Thursday, February 18, 2010

Shipping, Globalization, Pasta and the Earth

Maersk, the mammoth Danish shipping company (late of Somali pirate notoriety) has announced that by "slow steaming" it can save up to 30% of the fuel it normally uses.* This means traveling 12 to 20 knots per hour. The full article on slow steaming is here at Mother Nature Network. At about half speed, fuel consumption drops to 100-150 tons of fuel a day from 350 tons, saving as much as $5,000 an hour. In addition, the World Shipping Council is moving toward higher fuel efficiency standards for cargo ships much like those for automobiles.These are laudable baby steps toward reducing pollution that has no pinpoint national origin. (But big shippers should not yet to be awarded the good citizen gold star just yet.

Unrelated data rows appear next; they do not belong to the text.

PR #1196, opened 2026-08-22
web: serve the UI shell with max-age=86400 to fix iOS 17 splash-reload on every nav tap

RAR:
## Why

On iOS 17 Safari and WKWebView, tapping any bottom-nav item in the web UI does a full page reload — splash screen on every tap, even re-tapping the current tab. iOS 18+ and current desktop Safari are unaffected (fixed in newer WebKit).

Root cause was isolated by A/B bisection against a real charger and a real iOS 17 device, serving the charger's exact GUI bytes from a test server with controlled headers and latency:

| Static serving | Latency | Result |
|---|---|---|
| `max-age=30, must-revalidate` (current firmware) | fast | clean |
| `max-age=30, must-revalidate` | 400 ms (ESP32-like) | splash on every tap |
| `max-age=86400` | 400 ms | clean |

iOS 17 WebKit promotes a same-document `#hash` link tap into a full renavigation when the document's cache entry is stale and needs revalidation against a slow server. The ESP32 is always slow (~100–500 ms/response), and `max-age=30, must-revalidate` makes the shell go stale almost immediately — so on iOS 17 every tap renavigates. The GUI code, the wire responses (all clean 200/304/101 in a full byte capture), and the mDNS/WebSocket layers were ruled out.

## What

One line: the non-immutable Cache-Control branch (index.html, manifest, favicon, icons) goes from `public, max-age=30, must-revalidate` to `public, max-age=86400`. The content-hashed `/assets/` branch is unchanged (already `immutable`), and the ETag/304 path is unchanged — an explicit browser refresh still picks up a new GUI build immediately.

Trade-off accepted: after a firmware/GUI update, plain navigations may show a stale shell for up to 24 h unless the user refreshes. Assets are content-hashed, so a stale shell is self-consistent — it points at its own hashed assets, which remain embedded.

## Verification

On hardware (`openevse_wifi_tft_v1`):
- `curl -sI http://<ip>/` → `Cache-Control: public, max-age=86400`
- `curl -sI http://<ip>/assets/<hash>.js` → `public, max-age=31536000, immutable` (unchanged)
- `curl -sI -H 'If-None-Match: <etag>'` → `304 Not Modified`
- iOS 17 device: load, reload once to prime the cache, then tap between bottom-nav tabs incl. re-tapping the current tab — no splash reloads.


RAR:
Pushed a second commit: it turns out the max-age change alone only holds for exactly one day. A bare `304` doesn't renew the cached entry's freshness (RFC 9111 §4.3.4 renews it *from the 304's headers*, and we sent none), so 24h after the last full 200 the shell goes permanently stale — every revalidation succeeds and none of them helps, and the iOS 17 splash-on-every-tap behaviour comes back, curable only per-visit with a manual reload. That's exactly what we observed in the field: the fixed device regressed ~24h after flashing.

The fix sends the 304 through the normal response object so it carries `Cache-Control` (resetting the freshness clock on every revalidation) plus the quoted `ETag` (RFC 7232 §4.1). The explicit zero `Content-Length` matters: the response object's default would serialize the 304 as `Transfer-Encoding: chunked` with no terminating chunk.

Verified on hardware:
```
$ curl -sI -H 'If-None-Match: "<etag>"' http://<charger>/
HTTP/1.1 304 Not Modified
Cache-Control: public, max-age=86400
Etag: "<etag>"
Content-Length: 0
```

chris1howell (approved):

PR #632, opened 2019-07-15
Ticket Questions

greenkey:
Goal
- #633: Allow the users to answers questions when purchasing a ticket. 

Done
- created the model and the admin views for the questions, a TicketQuestion can be added to a TicketFare (M2M)
- created the model and the admin views (read-only) for the UserAnswers, they are basically the intersection table beween the Ticket and the TicketQuestionChoice (the possible answers for a Question)


marcoacierno:
The code looks good, but I think you are not running `pre-commit` because some files do not seem formatted

marcoacierno:
I'm going to close this one and review only #672, as #672 is basically this PR + the open question stuff.

PR #644, opened 2019-07-17
Make responsive styles utils more generic

patrick91:


frontend/src/components/columns/index.tsx
```diff
@@ -1,58 +1,80 @@
...
+  marginLeft?: ResponsiveValue;
+  marginRight?: ResponsiveValue;
+  paddingTop?: ResponsiveValue;
+  paddingBottom?: ResponsiveValue;
+  paddingLeft?: ResponsiveValue;
+  paddingRight?: ResponsiveValue;
+};
+
+export const responsiveSpacing = (props: ResponsiveProps) => css`
+  ${props.marginTop && responsiveStyle("marginTop", props.marginTop)}
```
fedriz: @patrick91 probably we can use the prop property name instead of the hardcoded name (eg: "marginTop")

See the graphic below.)

[Slow boat to china]
There are more profound questions in play here that relate to globalization, pollution and domestic well-being.

Once, not very long ago, products you consumed were pretty much made close to where you lived. Manufacturing was first concentrated in the Northeast and Midwest. California, Texas, the Northwest and the South eventually blossomed. Goods might take a day or maybe two to arrive from their origin to a warehouse for local distribution. More than likely they arrived on trains.

In the North and Midwest, at least, the hat you wore was made in Orange, NJ, the toggle bolt was crafted in Toledo, the everyday kitchen soup bowl was made in Syracuse or Indianapolis, and the television may have been made in GE's plant in Schenectady, or by Magnavox in Ft. Wayne.

Free traders wiped that spectacularly successful national industrial model out over the course of 25 years beginning in the 1970s, accelerating it during the Reagan era; it continued moving at the speed of light through the Clinton years.

Without doubt, international trade has an important place in the world economy. But historically, American imports were of products we either couldn't make here because of technical or materials limitations, or of products that another country's producers had a firm lock on. (Pre-World War II German precision instruments, for example.)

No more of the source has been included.